Il s’ensuit que ce qui est déterminant ici est
que les personnes déjà au bénéfice d’une rente ont fait partie du cercle des
personnes couvertes par les contrats d’affiliation et d’assurance collective
conclus successivement par l’employeur de la demanderesse. En effet, les
institutions de prévoyance, qui se sont succédées depuis la résiliation au 31 décembre 2003 du contrat d’affiliation entre l’employeur et B2________,
ont en définitive consenti au transfert de la réserve mathématique afférente
aux rentes en cours. Rien au dossier n’indique que les bénéficiaires de rentes
aient continué à être assurés auprès de B2________ (repris par C.________
au 01.01.2004), pas plus qu’auprès de D.________, après la résiliation par
l’employeur du contrat d’affiliation respectif. Bien au contraire, les éléments
en mains de la Cour de céans exposés ci-avant, d’ailleurs non remis en cause
par les parties à la procédure, démontrent que tant la résiliation par l’employeur
pour le 31 décembre 2003 du contrat d’affiliation le liant à B2________
(reprise par C.________) que la résiliation par
l’employeur pour le 31 décembre 2008 du contrat d’affiliation le liant à D.________
ont rendu caduc le contrat d’assurance collective conclu entre l’employeur et
chacune de ces deux institutions de prévoyance, y compris pour les
bénéficiaires de rentes.
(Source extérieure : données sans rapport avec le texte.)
PR #294, opened 2020-07-20
Common changes needed to support dynamic en/disabling of config overrides

### LINKED ISSUE #290: Support dynamic enable/disabling of RCA, decider, and action nodes
This issue captures the changes that are needed in the reader to support writing additional lines in the ClusterDetailsEvents section and the common code that does not depend on Elasticsearch classes.

This is a prerequisite for opendistro-for-elasticsearch/performance-analyzer#147

ktkrg:
*Issue #:*
Fixes #290 
*Description of changes:*
This change adds the common code needed  for supporting dynamic enabling and disabling of rcas, deciders, and actions.

The actual changes for applying the config overrides will be in the next PR after this gets merged. It's currently in a branch: performance-analyzer-rca/ktkrg-ed2 branch.

*Tests:*


src/main/java/com/amazon/opendistro/elasticsearch/performanceanalyzer/config/overrides/ConfigOverridesHelper.java
```diff
@@ -0,0 +1,65 @@
...
+      try {
+        return MAPPER.readValue(overrides, ConfigOverrides.class);
+      } catch (IOException ioe) {
+        exception[0] = ioe;
+      }
+      return null;
+    });
+
+    if (configOverrides == null && exception[0] != null) {
+      // re throw the exception that was consumed while deserializing.
```
khushbr, line 59: Do we also want to add a metric here ?

src/main/java/com/amazon/opendistro/elasticsearch/performanceanalyzer/config/overrides/ConfigOverrides.java
```diff
@@ -0,0 +1,69 @@
+package com.amazon.opendistro.elasticsearch.performanceanalyzer.config.overrides;
```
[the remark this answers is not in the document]
ktkrg: Thanks for noticing it! Added them.

src/main/java/com/amazon/opendistro/elasticsearch/performanceanalyzer/config/overrides/ConfigOverrides.java
```diff
@@ -0,0 +1,69 @@
...
+
+    public static class Overrides {
+        private List<String> rcas;
+        private List<String> deciders;
+        private List<String> actions;
+
+        public Overrides() {
+            this.rcas = new ArrayList<>();
+            this.deciders = new ArrayList<>();
+            this.actions = new ArrayList<>();
```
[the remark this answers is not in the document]
ktkrg: Added javadoc.

src/main/java/com/amazon/opendistro/elasticsearch/performanceanalyzer/config/overrides/ConfigOverridesHelper.java
ktkrg: I've added the metric where we call deserialize() in ClusterDetailsEventProcessor, I'll send the PR after this gets merged as that PR depends on this change.

src/main/java/com/amazon/opendistro/elasticsearch/performanceanalyzer/config/overrides/ConfigOverridesHelper.java
```diff
@@ -0,0 +1,80 @@
...
+
+  /**
+   * Deserializes a JSON representation of the config overrides into a {@link ConfigOverrides} instance.
+   *
+   * @param overrides The JSON string representing config overrides.
+   * @return A {@link ConfigOverrides} instance if the JSON is valid.
+   * @throws IOException if conversion runs into an IOException.
+   */
+  public static ConfigOverrides deserialize(final String overrides) throws IOException {
+    final IOException[] exception = new IOException[1];
```
yojs, line 63: Can you explain if this is a one element array, why does it needs to be an array, can't it just be a single reference ?

src/main/java/com/amazon/opendistro/elasticsearch/performanceanalyzer/config/overrides/ConfigOverridesHelper.java
```diff
@@ -0,0 +1,80 @@
...
+import java.io.IOException;
+import java.security.AccessController;
+import java.security.PrivilegedAction;
+
+/**
+ * Class that helps with operations concerning {@link ConfigOverrides}s
+ */
+public class ConfigOverridesHelper {
+
+  private static final ObjectMapper MAPPER = new ObjectMapper();
```
yojs, line 28: This is a static final object. Some of the decider actions are node level. I don't think this will work with the RCA-IT framework if we just have a static object mapper here, unless the Overrides object haves nodeId as a parameter, in my opinion.

ktkrg: This is only to help deserialize the string from ClusterDetailsEventProcessor into the override object. It's then updated in the RcaConf. This change will come in the next PR. This PR is only introducing the common classes needed by both the reader and the writer.

src/main/java/com/amazon/opendistro/elasticsearch/performanceanalyzer/config/overrides/ConfigOverridesHelper.java
ktkrg: We can't use a local variable inside the lambda because it needs to be effectively final so we need a one element array(or any wrapper around the exception) to fish the exception out of the lambda into the calling code. I've added this as a javadoc comment as well.

PR #295, opened 2020-07-20
Add listeners for publisher actions

vigyasharma:
*Issue #:* 316
https://github.com/opendistro-for-elasticsearch/performance-analyzer-rca/issues/316

*Description of changes:* Allows users to plugin different action listeners to publisher. Action suggestions are published to each listener.

*Tests:* WIP

### DIFF
--- a/src/main/java/com/amazon/opendistro/elasticsearch/performanceanalyzer/decisionmaker/deciders/Publisher.java
+++ b/src/main/java/com/amazon/opendistro/elasticsearch/performanceanalyzer/decisionmaker/deciders/Publisher.java
@@ -28,10 +28,10 @@ import com.google.common.annotations.VisibleForTesting;
 
 import java.time.Instant;
 import java.util.ArrayList;
-import java.util.concurrent.TimeUnit;
 import java.util.HashMap;
 import java.util.List;
 import java.util.Map;
+import java.util.concurrent.TimeUnit;
 
 import org.apache.logging.log4j.LogManager;
 import org.apache.logging.log4j.Logger;
--- a/src/main/java/com/amazon/opendistro/elasticsearch/performanceanalyzer/decisionmaker/deciders/Publisher.java
+++ b/src/main/java/com/amazon/opendistro/elasticsearch/performanceanalyzer/decisionmaker/deciders/Publisher.java
@@ -17,6 +17,7 @@ package com.amazon.opendistro.elasticsearch.performanceanalyzer.decisionmaker.de
 
 import com.amazon.opendistro.elasticsearch.performanceanalyzer.PerformanceAnalyzerApp;
 import com.amazon.opendistro.elasticsearch.performanceanalyzer.decisionmaker.actions.Action;
+import com.amazon.opendistro.elasticsearch.performanceanalyzer.decisionmaker.actions.ActionListener;
 import com.amazon.opendistro.elasticsearch.performanceanalyzer.decisionmaker.actions.FlipFlopDetector;
 import com.amazon.opendistro.elasticsearch.performanceanalyzer.decisionmaker.actions.TimedFlipFlopDetector;
 import com.amazon.opendistro.elasticsearch.performanceanalyzer.rca.framework.core.NonLeafNode;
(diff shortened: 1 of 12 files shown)


src/main/java/com/amazon/opendistro/elasticsearch/performanceanalyzer/decisionmaker/deciders/Publisher.java
```diff
@@ -30,10 +33,12 @@
 
   private Collator collator;
   private boolean isMuted = false;
+  private List<ActionListener> actionListeners;
```
rguo-aws, line 36: should we make this list thread safe ? it looks to me that addActionListener() is called from a different thread.

src/main/java/com/amazon/opendistro/elasticsearch/performanceanalyzer/plugins/PluginController.java
```diff
@@ -0,0 +1,72 @@
...
+      if (constructors[0].getParameterCount() != 0) {
+        throw new IllegalStateException(
+            "default constructor expected for plugin class: [" + pluginClass.getName() + "]");
+      }
+
+      try {
+        plugins.add((Plugin) constructors[0].newInstance());
+        LOG.info("loaded plugin: [{}]", plugins.get(plugins.size() - 1).name());
+      } catch (InstantiationException | IllegalAccessException | InvocationTargetException e) {
+        e.printStackTrace();
```
rguo-aws, line 60: maybe we should add an error log here ?

src/main/java/com/amazon/opendistro/elasticsearch/performanceanalyzer/plugins/PluginController.java
```diff
@@ -0,0 +1,72 @@
...
+public class PluginController {
+
+  private static final Logger LOG = LogManager.getLogger(PluginController.class);
+  private final Publisher publisher;
+  private List<Plugin> plugins;
+
+  public PluginController(Publisher publisher) {
+    this.publisher = publisher;
+    this.plugins = new ArrayList<>();
+    loadFrameworkPlugins();
```
rguo-aws, line 36: IllegalStateException is not handled here.

src/main/java/com/amazon/opendistro/elasticsearch/performanceanalyzer/plugins/PluginController.java
sidheart: ^ seconded can we replace this with Log.error("message", e)? That'll include the stacktrace.

vigyasharma: Added error log here and throwing a runtime exception. Since these are currently framework plugins, which are critical, I want the process to error out instead of silently logging them.

src/main/java/com/amazon/opendistro/elasticsearch/performanceanalyzer/plugins/PluginController.java
vigyasharma: We want the system to error out as plugins can be critical.

src/main/java/com/amazon/opendistro/elasticsearch/performanceanalyzer/decisionmaker/deciders/Publisher.java
vigyasharma: It should only be called during instantiation of the graph, not during regular scheduling.

src/main/java/com/amazon/opendistro/elasticsearch/performanceanalyzer/plugins/PluginControllerConfig.java
```diff
@@ -0,0 +1,31 @@
...
+ * express or implied. See the License for the specific language governing
+ * permissions and limitations under the License.
+ */
+
+package com.amazon.opendistro.elasticsearch.performanceanalyzer.plugins;
+
+import java.util.ArrayList;
+import java.util.List;
+
+public class PluginControllerConfig {
```
sidheart, line 21: Can we use a singleton pattern here instead of static? Then we can avoid the PowerMock stuff in the test class and have multiple configs in one JVM context

src/test/java/com/amazon/opendistro/elasticsearch/performanceanalyzer/plugins/PluginControllerTest.java
```diff
@@ -0,0 +1,158 @@
...
+import java.util.List;
+import org.junit.Test;
+import org.junit.runner.RunWith;
+import org.mockito.Mockito;
+import org.powermock.api.mockito.PowerMockito;
+import org.powermock.core.classloader.annotations.PowerMockIgnore;
+import org.powermock.core.classloader.annotations.PrepareForTest;
+import org.powermock.modules.junit4.PowerMockRunner;
+
+@PowerMockIgnore({"com.sun.org.apache.xerces.*", "org.apache.logging.log4j.*"})
```
sidheart, line 36: I have a strong distaste for PowerMock, it breaks code coverage analysis since it generates new bytecode and it causes a host of compiler warning that will eventually block us from building our code with newer versions of java. Can we use a singleton pattern for PluginControllerConfig and mock it using Mockito instead?

PR #298, opened 2020-07-22
Add a cluster level collector for node config settings

rguo-aws:
*Issue #:*
#300 

*Description of changes:*
1. Add a cluster level collector for node config settings
2. create a thread-safe node config cache in AppContect to store node config settings and share them among different RCA vertices in RCA graph

*Tests:*
tested on docker

### DIFF
--- a/src/main/java/com/amazon/opendistro/elasticsearch/performanceanalyzer/rca/store/collector/NodeConfigCache.java
+++ b/src/main/java/com/amazon/opendistro/elasticsearch/performanceanalyzer/rca/store/collector/NodeConfigCache.java
@@ -30,25 +30,38 @@ import org.apache.commons.lang3.builder.HashCodeBuilder;
  */
 public class NodeConfigCache {
 
-  private static final int LOADING_CACHE_EVICTION_TIMEOUT = 10;
+  private static final int CACHE_TTL = 10;
   private final Cache<NodeConfigKey, Double> nodeConfigCache;
 
-  //unbounded cache with eviction timeout set to 10 mins
+  //unbounded cache with TTL set to 10 mins
   public NodeConfigCache() {
     nodeConfigCache =
         CacheBuilder.newBuilder()
-            .expireAfterWrite(LOADING_CACHE_EVICTION_TIMEOUT, TimeUnit.MINUTES)
+            .expireAfterWrite(CACHE_TTL, TimeUnit.MINUTES)
             .build();
   }
 
+  /**
+   * add config value into cache
+   * @param nodeKey the NodeKey of the node on which this config is collected
+   * @param config the config type
+   * @param value the config value
+   */
   public void put(NodeKey nodeKey, Resource config, double value) {
     nodeConfigCache.put(new NodeConfigKey(nodeKey, config), value);
   }
 
-  public double get(NodeKey nodeKey, Resource config) {
+  /**
+   * returns the config value that is associated with the nodeKey and config
+   * @param nodeKey the NodeKey of the node
+   * @param config the config type
+   * @return the config value
+   * @throws IllegalArgumentException throws an exception if the config does not exist in cache
+   */
+  public double get(NodeKey nodeKey, Resource config) throws IllegalArgumentException {
     Double ret = nodeConfigCache.getIfPresent(new NodeConfigKey(nodeKey, config));
     if (ret == null) {
-      return Double.NaN;
+      throw new IllegalArgumentException();
     }
     return ret;
   }
--- a/src/main/java/com/amazon/opendistro/elasticsearch/performanceanalyzer/rca/store/collector/NodeConfigCache.java
+++ b/src/main/java/com/amazon/opendistro/elasticsearch/performanceanalyzer/rca/store/collector/NodeConfigCache.java
@@ -1,3 +1,18 @@
+/*
+ * Copyright 2020 Amazon.com, Inc. or its affiliates. All Rights Reserved.
+ *
+ * Licensed under the Apache License, Version 2.0 (the "License").
+ * You may not use this file except in compliance with the License.
+ * A copy of the License is located at
+ *
+ *      http://www.apache.org/licenses/LICENSE-2.0
+ *
+ * or in the "license" file accompanying this file. This file is distributed
+ * on an "AS IS" BASIS, WITHOUT WARRANTIES OR CONDITIONS OF ANY KIND, either
+ * express or implied. See the License for the specific language governing
+ *  permissions and limitations under the License.
+ */
+
 package com.amazon.opendistro.elasticsearch.performanceanalyzer.rca.store.collector;
 
 import com.amazon.opendistro.elasticsearch.performanceanalyzer.grpc.Resource;
@@ -8,9 +23,10 @@ import java.util.concurrent.TimeUnit;
 import org.apache.commons.lang3.builder.HashCodeBuilder;
 
 /**
- * we create a cache instance in {@link com.amazon.opendistro.elasticsearch.performanceanalyzer.AppContext}
- * to store the node config settings from each node. Key is NodeKey + Resource and value is the
- * actual value of the config setting(i.e. size of write queue capacity)
+ * we create a thread-safe unbounded cache instance in {@link com.amazon.opendistro.elasticsearch.performanceanalyzer.AppContext}
+ * to store the node config settings from each node. Any RCA vertex in RCA graph can read the node config directly from
+ * this cache instance. The key of this cache is NodeKey + Resource and value is the actual value of the config setting
+ * (i.e. size of write queue capacity)
  */
 public class NodeConfigCache {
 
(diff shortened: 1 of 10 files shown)


src/main/java/com/amazon/opendistro/elasticsearch/performanceanalyzer/rca/store/collector/NodeConfigCache.java
```diff
@@ -0,0 +1,90 @@
...
+
+  public void put(NodeKey nodeKey, Resource config, double value) {
+    nodeConfigCache.put(new NodeConfigKey(nodeKey, config), value);
+  }
+
+  public double get(NodeKey nodeKey, Resource config) {
+    Double ret = nodeConfigCache.getIfPresent(new NodeConfigKey(nodeKey, config));
+    if (ret == null) {
+      return Double.NaN;
+    }
```
vigyasharma, line 52: Since this is not going to sql db, I don't think we need `NaN` value and check. Let's instead throw a checked exception here for consumer code safety? (anyway the check has to be handled by the caller; exception will help protect against cases where callers forget the `NaN` check).

src/main/java/com/amazon/opendistro/elasticsearch/performanceanalyzer/rca/store/collector/NodeConfigClusterCollector.java
```diff
@@ -0,0 +1,105 @@
...
+ * Cluster level node config collector that collect node config settings from each node and
+ * store them into the {@link NodeConfigCache}
+ */
+public class NodeConfigClusterCollector extends NonLeafNode<EmptyFlowUnit> {
+
+  private static final Logger LOG = LogManager.getLogger(NodeConfigClusterCollector.class);
+  private final NodeConfigCollector nodeConfigCollector;
+
+  public NodeConfigClusterCollector(final NodeConfigCollector nodeConfigCollector) {
+    super(0, 5);
```
khushbr, line 41: The constants here make the code unreadable, if we can add a variable with name suggesting what the constant represents, it is helpful. 

Additionally, later we should refactor to introduce a defaultIntervalPeriod and use is across all collector and similarly for RCAs as well.

src/main/java/com/amazon/opendistro/elasticsearch/performanceanalyzer/rca/store/collector/NodeConfigClusterCollector.java
```diff
@@ -0,0 +1,105 @@
...
+    this.nodeConfigCollector = nodeConfigCollector;
+  }
+
+  private void addNodeLevelConfigs() {
```
khushbr, line 45: nit:  Javadoc explaining what `addNodeLevelConfigs()` is doing.

src/main/java/com/amazon/opendistro/elasticsearch/performanceanalyzer/rca/store/collector/NodeConfigCache.java
```diff
@@ -0,0 +1,90 @@
...
+ */
+public class NodeConfigCache {
+
+  private static final int LOADING_CACHE_EVICTION_TIMEOUT = 10;
+  private final Cache<NodeConfigKey, Double> nodeConfigCache;
+
+  //unbounded cache with eviction timeout set to 10 mins
+  public NodeConfigCache() {
+    nodeConfigCache =
+        CacheBuilder.newBuilder()
```
aditjind, line 39: Just Curious: Any particular reason we picked the unbounded cache? We may not be having fixed number of entries we want to put in the cache. So wouldn't leaving it unbounded might cause out of memory errors? It should be fine, If we are sure the number of entries are less.

src/test/java/com/amazon/opendistro/elasticsearch/performanceanalyzer/store/collector/NodeConfigCacheTest.java
```diff
@@ -0,0 +1,64 @@
...
+    nodeConfigCache.put(nodeKey1, ResourceUtil.WRITE_QUEUE_CAPACITY, 2.0);
+    val = nodeConfigCache.get(nodeKey1, ResourceUtil.WRITE_QUEUE_REJECTION);
+    Assert.assertTrue(Double.isNaN(val));
+
+    val = nodeConfigCache.get(nodeKey2, ResourceUtil.WRITE_QUEUE_CAPACITY);
+    Assert.assertTrue(Double.isNaN(val));
+  }
+
+  @Test
+  public void testSetAndGetValue() {
```
aditjind, line 55: Maybe 1 UT for updating the value of the key and asserting if the updated value is returned.

src/main/java/com/amazon/opendistro/elasticsearch/performanceanalyzer/rca/store/collector/NodeConfigCache.java
rguo-aws: done, throw an exception if config does not exist in cache

src/main/java/com/amazon/opendistro/elasticsearch/performanceanalyzer/rca/store/collector/NodeConfigCache.java
```diff
@@ -0,0 +1,90 @@
...
+            .expireAfterWrite(LOADING_CACHE_EVICTION_TIMEOUT, TimeUnit.MINUTES)
+            .build();
+  }
+
+  public void put(NodeKey nodeKey, Resource config, double value) {
+    nodeConfigCache.put(new NodeConfigKey(nodeKey, config), value);
```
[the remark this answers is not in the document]
rguo-aws: we perform this check the NodeConfigCollector when collection configs from DB.

src/main/java/com/amazon/opendistro/elasticsearch/performanceanalyzer/rca/store/collector/NodeConfigCache.java
```diff
@@ -0,0 +1,90 @@
...
+
+/**
+ * we create a thread-safe unbounded cache instance in {@link com.amazon.opendistro.elasticsearch.performanceanalyzer.AppContext}
+ * to store the node config settings from each node. Any RCA vertex in RCA graph can read the node config directly from
+ * this cache instance. The key of this cache is NodeKey + Resource and value is the actual value of the config setting
+ * (i.e. size of write queue capacity)
+ */
+public class NodeConfigCache {
+
+  private static final int LOADING_CACHE_EVICTION_TIMEOUT = 10;
```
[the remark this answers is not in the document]
rguo-aws: done, replaced it with TTL

src/main/java/com/amazon/opendistro/elasticsearch/performanceanalyzer/rca/store/collector/NodeConfigCache.java
rguo-aws: the maxmium number of entries will be (number of node) * (node config on each node) which is not that big considering that stale entries will be evicted if reaches TTL.

src/main/java/com/amazon/opendistro/elasticsearch/performanceanalyzer/rca/store/collector/NodeConfigCache.java
```diff
@@ -0,0 +1,90 @@
...
+            .expireAfterWrite(LOADING_CACHE_EVICTION_TIMEOUT, TimeUnit.MINUTES)
+            .build();
+  }
+
+  public void put(NodeKey nodeKey, Resource config, double value) {
+    nodeConfigCache.put(new NodeConfigKey(nodeKey, config), value);
+  }
+
+  public double get(NodeKey nodeKey, Resource config) {
+    Double ret = nodeConfigCache.getIfPresent(new NodeConfigKey(nodeKey, config));
```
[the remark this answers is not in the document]
rguo-aws: we don't handle stale data check in the cache itself. data will be return if presented in cache and we will evict stale entries only if TTL is reaches

src/main/java/com/amazon/opendistro/elasticsearch/performanceanalyzer/rca/store/collector/NodeConfigClusterCollector.java
rguo-aws: yes, we can create a static const here.  But since we will do another refactoring and remove the 5 second intervals form the super() constructor completely, it would be better to leave it as is at this moment ?

src/main/java/com/amazon/opendistro/elasticsearch/performanceanalyzer/rca/store/collector/NodeConfigClusterCollector.java
rguo-aws: done. javadoc added

src/main/java/com/amazon/opendistro/elasticsearch/performanceanalyzer/rca/store/collector/NodeConfigClusterCollector.java
khushbr: Makes sense, please add an issue for this.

Il s’ensuit que les conséquences juridiques prévues en
cas de résiliation se sont étendues non seulement aux employés actifs, mais
précisément également aux bénéficiaires de rentes, dont la demanderesse qui,
depuis le 1er janvier 2009, est assurée par E.________ tant comme
employée active à 45 % que comme bénéficiaire de rentes. Aussi,
conformément à la jurisprudence précitée, la demanderesse, qui disposait d’une
capacité résiduelle de travail au moment de son intégration à la défenderesse 1
au 1er janvier 2009, a fait l’objet d’une intégration dans le cadre
d’un changement collectif d’institution de prévoyance et non d’un changement
individuel – ce qui n’est pas contesté – de sorte que la nouvelle institution
de prévoyance, soit E.________, a pris lors de ce transfert à sa charge le
risque de détérioration de l’état de santé de l’assurée.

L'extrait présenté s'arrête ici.